A carta final ainda destacou a necessidade de reconhecer as ciências e tecnologias indígenas como parte das soluções globais para a crise climática, defendendo que seus conhecimentos sejam tratados em igualdade com as tecnologias convencionais, com incentivo a pesquisas conduzidas por indígenas, valorização das medicinas tradicionais e fortalecimento de espaços como as Casas do Saber, que promovem a transmissão intergeracional de saberes.
Outro eixo relevante foi o das economias sustentáveis e da soberania alimentar, com propostas de investimentos no fortalecimento da agricultura tradicional, do manejo comunitário e de cadeias produtivas como a pesca, o artesanato e o turismo de base comunitária.

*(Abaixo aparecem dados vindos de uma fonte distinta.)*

PR #249, opened 2017-11-07

Ant1r:
(was previously #226, now redirected to master)
This is only a GUI change, and doesn't modify any variable name for e.g, so it shouldn't impact compatibility, excepting patches or plugins or externals directly calling pdtk_path_dialog or pdtk_startup_dialog (but are they numerous?).

### DIFF
--- a/src/s_path.c
+++ b/src/s_path.c
@@ -632,7 +632,7 @@ void glob_start_path_dialog(t_pd *dummy)
      char buf[MAXPDSTRING];
 
     sys_set_searchpath();
-    sprintf(buf, "pdtk_path_dialog %%s %d %d\n", sys_usestdpath, sys_verbose);
+    sprintf(buf, "pdtk_path_dialog %%s %d\n", sys_usestdpath);
     gfxstub_new(&glob_pdobject, (void *)glob_start_path_dialog, buf);
 }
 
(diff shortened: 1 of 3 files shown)


danomatika:
Since this touches the FUDI messaging between core and GUI, I think this is less likely to be accepted. We don't know what might be relying on that value being with the patch dialog.

To a certain perspective, having the verbose button where it is makes sense in that most of the prints you see involve printing the search paths...

Ant1r:
> We don't know what might be relying on that value

I've no problem if you want to close this PR, but just for my understanding, what could use this value? GUI plugins for instance? Could some externals rely to this too?

danomatika:
>I've no problem if you want to close this PR, but just for my understanding, what could use this value? GUI plugins for instance? Could some externals rely to this too?

I don't know. libpd, for instance, can open a connection to the gui. It's relatively likely that a app using an older version of libpd may try to talk to a newer Pd gui. Even though libpd doesn't really use the GUI's settings, I'm not sure what would happen if you opened and closed the dialog.

Ant1r:
Ok thanks, let's close it. Really not a big deal.

danomatika:
This is something I wanted to fix with a united preferences dialog, but it will have to wait until the next version of Pd.

PR #250, opened 2017-11-07
update french translation

Ant1r:
(was previously #221, simplified and redirected to master)
Fixes, typos and complements.


Ant1r:
I don't feel "Propriétés de la boîte Atom" very natural, but you're right, we cannot keep "Nombre". 
Why not just "Propriétés"?

pierreguillot:
I don't think that **atom** is more "natural" in english and it's coherent with the Pd documentation while just **Propriétés** is not informative. Otherwise what about **Propriétés de la boîte Nombre/Symbole** ? But I'm not very good at naming things (I called by my Pd plugin "Camomile", you can imagine my degree of efficiency in such domain :) ).

PR #256, opened 2017-11-23
use more 'const' qualifiers in functions (and t_symbol)

umlaeute:
this PR adds `const` to a lot of exported functions, allowing the compiler to perform better optimisations and the userdev to write safer code.

it also declares the `s_name` member of t_symbol to be `const` (which it really is; i've seen crashing bugs in the last 15 years, because people would start to modify the string they get from a symbol)


danomatika:
Sounds good. Eliminate failure sources *before* runtime...

danomatika:
When this is further along, I should test it against libpd.

pierreguillot:
Perhaps I'm wrong but if you change the prototype of the functions in *m_pd.h*, the externals that use these functions won't be compatible anymore. Am I right or wrong?

danomatika:
The won't build only if they are trying to do things the API really shouldn't support, such as modifying const things.

pierreguillot:
I have supposed that the loading results "unresolved external symbol" because the prototypes of the functions has changed so what you tell is that const doesn't make any difference for this.

umlaeute:
@pierreguillot  the problem would only exist if the declaration where exported in a C++-context (where the names get mangled to hold a signature of the actually passed types in order to support polymorphism).
Since Pd's API is only C (and therefore all its symbols are explicitely *not* mangled for polymorphism), there shouldn't  be a problem.

pierreguillot:
Thanks for the clarification :)

danomatika:
Can we bring this up to date for the 0.49 release cycle?

umlaeute:
it would probably be simpler to restart from scratch, but i might want to give it a try.

the problem with this patch is that it is quite evasive and thus fragile.

millerpuckette:
merged.  This touched a lot of lines so will probably cause merge conflicts with other PRs, but if I delayed merging this it would be the other way around I think,

umlaeute:
thanks for merging. indeed the touching of so many lines was the main problem with keeping this PR mergable in the first place.

PR #265, opened 2017-12-04
updated the make app target to build Tcl/Tk 8.5 frameworks

danomatika:
This PR updates the `make app` autotools make target to download and build the Tcl/TK 8.5 frameworks to match that of the current Pd release builds.

This makes building an equivalent build to the releases require only a few steps, namely:

    ./autogen.sh
    ./configure
    make
    make app

The ARCH_CFLAGS used when configuring are passed to the `mac/tcltk-wish.sh` script to ensure Wish is built with the same architecture that Pd was configured for.

An existing Wish is checked for before building to ensure a prebuilt Wish is re-used. One thing to note is if someone is scripting different architecture builds, the Wish app should be re(moved)/renamed before running `make app` to make sure the wrong Wish architecture is not used.

### DIFF
--- a/INSTALL.txt
+++ b/INSTALL.txt
@@ -228,9 +228,9 @@ To build the Pd macOS application, simply run:
 
     make app
 
-This builds Pd-#.#.#.app in the Pd source directory which can be then be
-double-clicked and/or copied to /Applications. For more info &
-options regarding the Pd .app bundle, see mac/README.txt
+This builds a Pd-#.#.#.app with embedded Tcl/Tk frameworks in the Pd source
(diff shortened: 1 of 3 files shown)


danomatika:
One possible problem with this is that the default "make app" target now relies on an internet connection since we download and build Tk 8.5.

danomatika:
@millerpuckette I think I'm going to stow this for now as requiring an internet connection when doing the `make app` build target is not really ideal.

I think the best solution is to update the stuff.tgz with the new version of the Wish.app that is used with the current releases. This way people build Pd on their own know they have the same thing as the release for testing, etc.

A educação indígena diferenciada também entrou como parte da agenda climática como política estratégica para a justiça social e climática, com escolas e universidades indígenas fortalecidas, currículos próprios, bilíngues e adequados à realidade de cada povo. Além disso, destacaram a importância da formação continuada de professores e da valorização das línguas indígenas como forma de preservar conhecimentos ancestrais.
Por fim, o documento reafirma a urgência de ampliar a representação indígena nos espaços de decisão internacionais, garantindo a presença de mulheres, jovens e anciãos e criando um comitê próprio para monitorar e incidir sobre as decisões da COP30.